Here are some recommended protein-rich plant foods that can be taken in the morning meal: tofu, edemame, lentils, beans, chickpeas, quinoa, tempeh, nuts, seeds, nut butters and the rest. The use of having several plant protein morning meal sources ensures that the body gets all the essential amino acids in its most natural form.
It is important to have protein in the morning because the body hardly gets any rest throughout the night and it needs to be replenished to be able to get through the day.
Protein consumption at breakfast ensures that you can comfortably fill the entire morning without the urge to look for, and eat other foods that contain the nutrient.
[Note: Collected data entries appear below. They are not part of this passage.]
PR #773, opened 2023-06-23
disallow using `.compileTime` locations at run-time

zerbina:
## Summary

Change the `.compileTime` pragma to mean "only usable in a compile-time
context" for locations, with an error being reported if used outside of
one.

This makes the pragma's meaning consistent between locations and
procedures, and removes a special case from the code generators.

## Details

* remove the section documenting the feature from the manual
* add a  report, and integrate the diagnostic into
  `semSym`
* detect and report disallowed usages of `.compileTime` location
  in `sempass2.useVarNoInitCheck`
* remove the implementation from the code generators
* adjust the tests

Two `sempass2` issues had to be fixed in order for the change to work:
* `bind`, `mixin`, and `import`/`export` statements were treated as
  imperative code
* the definitions of `.compileTime` globals were incorrectly treated as
  normal run-time code

In parts, the changes represent a revert of commit https://github.com/nim-works/nimskull/commit/a5e2db2ac53aa61d0e050ee6487e38c647eb442d .

While the original intention seems to have been persisting the
variable's value at the end of compilation over to run-time, the feature
never worked like that, and stopped working at all when the VM moved
away from `PNode` as its data representation.

### `sempass2` vs. sem

The reason the detection is implemented in `sempass2`, as opposed to
during early semantic analysis, is that it's much easier to check for
*location* (not symbol) usage during the second semantic pass. `semSym`
cannot be used here, as that would prevent passing symbols of
`.compileTime` variables to `typed` macro or template parameters.


saem (approved):
👍

It's a rather useful idiom, but I think its design is rather off. It should be redone from first principles, the example in the manual requires a project level global to hold a value that's mutated until the very end of sem and then we should probably emit a `let` variable, or make that controllable. I think that facility having a separate name makes more sense rather than adding more to behaviour to `compiletime`.

zerbina:
> ... and then we should probably emit a `let` variable, or make that controllable. I think that facility having a separate name makes more sense rather than adding more to behaviour to `compiletime`.

That was/is exactly my thinking :D

PR #774, opened 2023-06-27
internal: make `PEvalContext` a standalone type

zerbina:
## Summary

As the first step towards splitting up `vmdef.TCtx` into multiple types,
re-purpose the `PEvalContext` type to represent all state and data
required for running code at compile-time (which is what `TCtx`
previously represented).

## Details

* move `PEvalContext` to the `compilerbridge` module and make it an
  object type
* the `ModuleGraph.vm` now stores an instance of `PEvalContext` instead
  of `PCtx`
* since it's not necessary anymore, don't use inheritance with
  `TCtx`
* remove the `PCtx` type and all usages thereof (this includes the
  deprecated `registerCallback` overload)
* adjust all usage sites of `ModuleGraph.vm`

The `sealRodFile` procedure, which accesses the `PEvalContext`, cannot
be part of the `semdata` module anymore, as that would introduce a
cyclic import dependency. It is moved to `sem`, where its only usage
site is.

`TCtx` no longer representing the "compile-time execution context" makes
it possible to split the type up.

### DIFF
--- a/compiler/front/scripting.nim
+++ b/compiler/front/scripting.nim
@@ -49,14 +49,14 @@ from compiler/vm/vmlegacy import legacyReportsVmTracer
 from std/strutils import cmpIgnoreStyle, contains
 
 proc setupVM*(module: PSym; cache: IdentCache; scriptName: string;
-              graph: ModuleGraph; idgen: IdGenerator): PEvalContext =
+              graph: ModuleGraph; idgen: IdGenerator): TCtx =
   # For Nimble we need to export 'setupVM'.
-  result = newCtx(module, cache, graph, idgen, legacyReportsVmTracer)
+  result = initCtx(module, cache, graph, idgen, legacyReportsVmTracer)
   # for backwards compatibility, allow meta expressions in nimscript (this
   # matches the previous behaviour)
   result.flags = {cgfAllowMeta}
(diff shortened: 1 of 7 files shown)


compiler/front/scripting.nim
```diff
@@ -213,10 +213,10 @@ proc runNimScript*(cache: IdentCache; scriptName: AbsoluteFile;
   # - the ``vmopsDanger`` option has no effect on callbacks registered
   #  during `setupVM`
   # - NimScript has access to the macro/compile-time APIs
-  registerAdditionalOps(vm[], disallowDanger)
```
saem, line 216: Dropping all the derefs is a good sign. 😄

compiler/sem/sem.nim
```diff
@@ -974,6 +974,14 @@ proc appendInstancedGenericRuntimeRoutines(c: PContext, n: PNode) =
         unreachable()
   c.lastGenericIdx = c.generics.len
 
+proc sealRodFile(c: PContext) =
```
saem, line 977: Definitely better, moving away from wide (interface) and/or shallow (minimal implementation/decision encapsulation) is the way to go.

saem (approved):

PR #775, opened 2023-06-27
support `method`s with the VM backend

zerbina:
## Summary

Enable dispatcher generation for the VM backend, which makes `method`
(including multi-methods) available for the standalone VM target. Note
that this doesn't apply to compile-time execution, where using `method`s
is still unsupported.

## Details

* move the `chckNilDisp` compilerproc into the `system` module and
  replace the `== nil` with `isNil` (more on that later)
* only report errors on method usage from `vmgne` when not in the
  `standalone` mode
* rename the `realType` procedure to `routineSignature`
* generate the method dispatcher prior to generating code in
  `vmbackend`
* where possible, enable the `method` tests for the VM target

The VM code generator (`vmgen`) previously checked for whether a
procedure returns something by testing for the presence of a procedure's
`result` AST slot. For methods - where the AST always has a `result`
slot, regardless of whether they have a return value - this test is
no longer enough, and is replaced with inspecting the return type.

Regarding the `== nil` -> `isNil` change: the VM comparison operator for
pointer-like types (which `==` maps to) requires both operands to be of
same dynamic type, but in `chckNilDisp`, this is not necessarily the
case (for example, when the dispatched-through type is a `ref` type).
The proper solution would be for `cgmeth.genDispatcher` to wrap the
argument in a `cast[pointer]`, but the VM doesn't yet support casting
references to pointers.

### DIFF
--- a/compiler/vm/vmgen.nim
+++ b/compiler/vm/vmgen.nim
@@ -186,6 +186,11 @@ proc genRegLoad(c: var TCtx, n: PNode, dest, src: TRegister)
 template isUnset(x: TDest): bool = x < 0
 
 
+proc realType(s: PSym): PType {.inline.} =
+  ## Returns the signature type of the routine `s`
+  if s.kind == skMacro: s.internal
+  else:                 s.typ
+
 func underlyingLoc(n: PNode): PSym =
   ## Computes and returns the symbol of the complete location (i.e., a location
   ## not part of a compound location) that l-value expression `n` names. If no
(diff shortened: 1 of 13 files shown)


compiler/vm/vmgen.nim
```diff
@@ -186,6 +186,11 @@ proc genRegLoad(c: var TCtx, n: PNode, dest, src: TRegister)
 template isUnset(x: TDest): bool = x < 0
 
 
+proc realType(s: PSym): PType {.inline.} =
```
```suggestion
proc routineSignature(s: PSym): PType {.inline.} =
```

Very soft suggestion, inspired by the doc comment.

saem (approved):
the unification is really highlighted as the tests are applied across all backends.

This is because protein does not immediately cause a rise in blood glucose levels as carbohydrates do but rather supply sustained energy all through. Protein is used for the development of muscles, hormones, and tissues as well as repairing of the muscles and other tissues.
What protein intake should I aspire to have at breakfast?
The nutritionist indicates that it is advisable to consume around 15-20 grams of protein per breakfast. Including sources of high quality plant proteins such as tofu, beans, lentils, quinoa, and tempeh in the morning meal can keep one fuller for more than 3 hours.
What is a simple vegan high protein breakfast that can be made and then stored for consumption the next morning?
The easiest vegan breakfast recipes to meal prep are tofu veggie scramble that you can prepare the night before, high protein vegan bars and muffins, oat cups with nut butter and chia seeds, burritos or breakfast sandwiches with tofu, tempeh or beans that you can freeze.